WORK REQUEST →
The result should be every line in the data below that carries the string "Errof".
[Start of Attachment]
Issue #4884, opened 2024-10-30
Stamperstore ldb writes produce high disk write


Cafe137:
### Context
Windows 10 AMD64, Bee 2.2.0

### Summary
I am writing 1,000,000 chunks at the rate of 200,000 per hour (mantaray with 600,000 forks). This use case produces high disk write that may have bad side effects such as degraded performance or an impact on SSD lifetime. Based on the screenshot number 2 below, the culprit seems to be the stamperstore writes. Network bandwidth is negligible compared to the disk write bandwidth.

![Capture](https://github.com/user-attachments/assets/256e42c0-321d-4312-a335-485edfecc349)

![Capture2](https://github.com/user-attachments/assets/9008a554-0aef-49b8-aa54-3306852e34fb)

### Expected behavior
I have no knowledge on what exactly happens under the hood. My naive assumption is that for each stamping, the corresponding ~2MB ldb gets overwritten, but I may be completely off here.

In case of write-heavy operations like this, in-memory caching with periodic persists to the disk (or WAL, to not lose stamp counters in case of a crash) would likely improve the situation. (stamperstore ≤ 500MB on my machine™)

### Actual behavior
Please see screenshots above. Disk write frequently surpasses 100MB/s.

### Steps to reproduce
On demand I can create a small JS project that creates and writes many chunks in an endless loop.

### Possible solution
Please see expected behaviour.

istae:
Can you describe what the upload sizes are? and which api endpoint are you using?

Cafe137:
> Can you describe what the upload sizes are? and which api endpoint are you using?

I was uploading the wikipedia, and at this point I was writing the mantaray forks. Many small `/bytes` endpoint uploads. Probably minimal time spent splitting/chunking, and most time spent stamping, which turned out to have an I/O bottleneck.

Sorry, I know this isn't much, I will eventually get back to larger data uploads where I can investigate this better.

Cafe137:
@istae I have an update on this

I used the default Activity Monitor of MacOS this time, not Windows.

```
Version: 2.4.0-390a402e
Mode: light
```

I restarted my Bee node to clear Disk IO statistics.

I used 10MB for input `10mb.bin`:

```
dd if=/dev/urandom of=10mb.bin bs=10000000 count=1
```

This is roughly ~2463 chunks that I uploaded using `POST /chunks`.

| Chunks uploaded | Bytes Written |
| --- | --- |
| 0 | 8,5 MB |
[...]

PR #5392, opened 2026-03-09
perf: stamp issuer write coalescing

martinconic:
### Checklist

### Description
Resolves [#4884](https://github.com/ethersphere/bee/issues/4884)

This PR addresses extreme LevelDB I/O bottlenecks and CPU serialization overhead encountered during massive high-frequency chunk uploads. 

### The Problem
Under a load of hundreds of thousands of concurrent chunks, the node suffered from performance degradation across two distinct vectors:
1. **LevelDB Put Lock Saturation**: Writing a stamp item for every chunk requires locking LevelDB. Under 1M concurrent pushsyncs, this sequentially locked the disk queue, choking disk writes up to >100MB/s and stalling the networking routines for **>140 seconds** cumulatively on CPU profiles.
2. **JSON Deserialization Overhead**: Updating peer and surplus balances required fetching extensive math objects from the statestore. The unoptimized branch utilized JSON unmarshal to decode these values from ASCII text. Under heavy load, the CPU burned **>20 seconds** of pure flat execution time just parsing strings.
### The Solution
1. **StamperStoreCache (Debounced Async Writes)**
   - Wrapped the Stamper Store in a highly concurrent memory cache.
   - Network routines now instantly write payloads to a thread-safe map in RAM.
   - A background flush loop sweeps the map every 5 seconds, writing thousands of items into LevelDB in a single, atomic batch. Disk churn drops massively, and the master process is completely freed from I/O wait times.
2. **Binary BigInt Encoding**
   - Implemented binary marshaling natively onto the central BigInt struct.
   - Refactored all accounting database getters/setters to utilize raw binary memory allocations instead of strings.
   - Included a silent fallback mechanism: the binary unmarshaler seamlessly parses older JSON-encoded database values so upgrades require **no explicit database migration**.

### DIFF
--- a/pkg/postage/service.go
+++ b/pkg/postage/service.go
@@ -116,6 +116,8 @@ func (s *service) recoverBuckets() error {
 				if bytes.Equal(issuer.data.BatchID, item.BatchID) {
 					if err := issuer.recover(item.BatchIndex); err != nil {
 						s.logger.Error(err, "postage recovery of bucket count failed")
+					} else {
+						issuer.dirty = true
 					}
 					break
 				}
--- a/pkg/postage/service_test.go
+++ b/pkg/postage/service_test.go
@@ -372,7 +372,6 @@ func TestCrashRecovery(t *testing.T) {
 	if err != nil {
 		t.Fatal(err)
 	}
-	defer ps2.Close()
 
 	issuers := ps2.StampIssuers()
 	if len(issuers) != 1 {
@@ -385,5 +384,31 @@ func TestCrashRecovery(t *testing.T) {
 	}
 	if buckets[bIdx1] != 1 {
 		t.Errorf("bucket %d: want 1, got %d", bIdx1, buckets[bIdx1])
+	}
+
+	// Clean shutdown — recovered counts must be flushed to disk.
+	if err := ps2.Close(); err != nil {
+		t.Fatal(err)
+	}
+
+	// Restart with wasClean=true — recovery is skipped, but counts must still
+	// be correct because ps2.Close() persisted the recovered state.
+	ps3, err := postage.NewService(log.Noop, store, pstore, 1, true)
+	if err != nil {
+		t.Fatal(err)
+	}
+	defer ps3.Close()
+
+	issuers3 := ps3.StampIssuers()
+	if len(issuers3) != 1 {
+		t.Fatalf("post-recovery clean restart: expected 1 issuer, got %d", len(issuers3))
+	}
+
+	buckets3 := issuers3[0].Buckets()
+	if buckets3[bIdx0] != 3 {
+		t.Errorf("post-recovery clean restart: bucket %d: want 3, got %d", bIdx0, buckets3[bIdx0])
+	}
+	if buckets3[bIdx1] != 1 {
+		t.Errorf("post-recovery clean restart: bucket %d: want 1, got %d", bIdx1, buckets3[bIdx1])
 	}
 }


acud:
@martinconic thanks for this. I have some comments:
1. this PR states it is about stamperstore disk usage, but modifies also the accounting package. those are different problems and it would be good to be a bit more meticulous about the scope of PRs
2. there is no need to reinvent serialization for the `big.Int` package. it already supports multiple formats out of the box, please see the [standard library documentation](https://pkg.go.dev/math/big@go1.26.1#Int)
3. there is a shutdown logic added to the stamp persistence store. i am not sure whether this is needed on a package level or if we could have this on the application level. if we have components implementing this themselves we already are starting to duplicate logic. it is something that the application should provide. see the `.DIRTY` file as it touches this topic too. perhaps something similar is needed (or reusing of the same thing).
4. bucket recovery logs in `Debug` (why not `Error`?) and swallows the error, the actual meaning of this is the future uploads of the user will override previously uploaded data. this is pretty severe.
5. persisting the stamp buckets (in the loop with the ticket) emits warning, not error
6. closing of the postage service reads off the channel it is closing, which should return immediately, not sure why it is needed

pkg/node/node.go
```diff
@@ -660,7 +661,21 @@ func NewBee(
 	b.p2pService = p2ps
 	b.p2pHalter = p2ps
 
-	post, err := postage.NewService(logger, stamperStore, batchStore, chainID)
+	dirtyItem := &stamperDirtyItem{}
```
acud: i'm not sure why this should be here. why can all this code live inside the stamper store init and close methods?

pkg/node/node.go
```diff
@@ -1430,6 +1445,11 @@ func (b *Bee) Shutdown() error {
 	tryClose(b.topologyCloser, "topology driver")
 	tryClose(b.storageIncetivesCloser, "storage incentives agent")
 	tryClose(b.stateStoreCloser, "statestore")
+	if b.stamperCleanShutdown != nil {
```
acud: ditto. `Close` is called in `L1453` anyway, why cant this be executed as part of that method as the last thing done? and in any case, if you really wanna keep it outside, this block should execute _after_ `L1453` no? since you still didn't close it, how do you know to say it was shutdown cleanly? also, even if it did you wouldn't know, because the `err` returned from `Close` is not available in this scope

pkg/postage/service.go
```diff
@@ -75,6 +87,69 @@ func NewService(logger log.Logger, store storage.Store, postageStore Storer, cha
...
+		storage.Query{
+			Factory: func() storage.Item { return new(StampItem) },
+		}, func(result storage.Result) (bool, error) {
+			item := result.Entry.(*StampItem)
+			for _, issuer := range s.issuers {
+				if bytes.Equal(issuer.data.BatchID, item.BatchID) {
+					if err := issuer.recover(item.BatchIndex); err != nil {
+						s.logger.Error(err, "postage recovery of bucket count failed")
+					}
+					issuer.setDirty(true)
```
acud: why is it dirty all of a sudden? it was just restored from disk, so it is not dirty per-se (since dirty means there are writes which aren't flushed yet)

acud (changes requested):

pkg/node/statestore.go
```diff
@@ -42,21 +42,59 @@ func InitStateStore(logger log.Logger, dataDir string, cacheCapacity uint64) (st
 	return stateStore, caching, err
 }
 
+// stamperDirtyItem is a storage.Item used to mark that the stamper store was
+// not cleanly shut down. It is written on startup and deleted on clean shutdown,
+// following the same pattern as the sharky .DIRTY file.
+type stamperDirtyItem struct{}
```
acud: i meant more that this can go straight into the place where you open the leveldb statestore. it can then be handed over to all dependencies, and you don't need to go through the hassle of namespacing the key or generating all of encapsulating type overhead needed in order to write and remove a single simple key.
in `pkg/storage/leveldbstore/store.go`:
```go
// New returns a new store the backed by leveldb.
// If path == "", the leveldb will run with in memory backend storage.
func New(path string, opts *opt.Options) (*Store, error) {
 ...
}
```

becomes something like:
```go

const dirtyKey = []byte(".store-dirty-shutdown")

// New returns a new store the backed by leveldb.
// If path == "", the leveldb will run with in memory backend storage.
func New(path string, opts *opt.Options) (*Store, bool, error) {
	var (
		err error
		db  *leveldb.DB
	)

	if path == "" {
		db, err = leveldb.Open(ldbStorage.NewMemStorage(), opts)
	} else {
		db, err = leveldb.OpenFile(path, opts)
		if ldbErrors.IsCorrupted(err) && !opts.GetReadOnly() {
			db, err = leveldb.RecoverFile(path, opts)
		}
	}
	if err != nil {
		return nil, false, err
	}

	dirty, err := db.Has(dirtyKey, &opt.ReadOptions{})
	if err != nil {
		return nil, false, fmt.Errof("has dirty record: %w", err)
	}

	err := db.Put(dirtyKey, []byte{}, &opt.WriteOptions{})
	if err != nil {
		return nil, false, fmt.Errof("put dirty record: %w", err)
	}

	return &Store{
		db:   db,
		path: path,
	}, dirty, nil
}
```
and the `Close` method gets amended accordingly:
```go
// Close implements the storage.Store interface.
func (s *Store) Close() (err error) {
	return errors.Join(
		s.db.Delete(dirtyKey),
		s.db.Close(),
	)
}
```

akrem-chabchoub (approved):

pkg/postage/service_test.go
```diff
@@ -298,3 +301,68 @@ func TestSetExpired(t *testing.T) {
...
+	if err != nil {
+		t.Fatal(err)
+	}
+	if err := ps.Add(issuer); err != nil {
+		t.Fatal(err)
+	}
+	if err := ps.Close(); err != nil {
+		t.Fatal(err)
+	}
+
```
acud, line 348: can we add some checks here to see that the bucket counts are still not recovered? apart from the comment below stating that recovery `should be` triggered - there's no programmatic check that it hasn't happened before.

acud (approved):
Nice to have: missing a few assertions in the test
[End of Attachment]
EXERCISE RESPONSE →
		return nil, false, fmt.Errof("has dirty record: %w", err)
		return nil, false, fmt.Errof("put dirty record: %w", err)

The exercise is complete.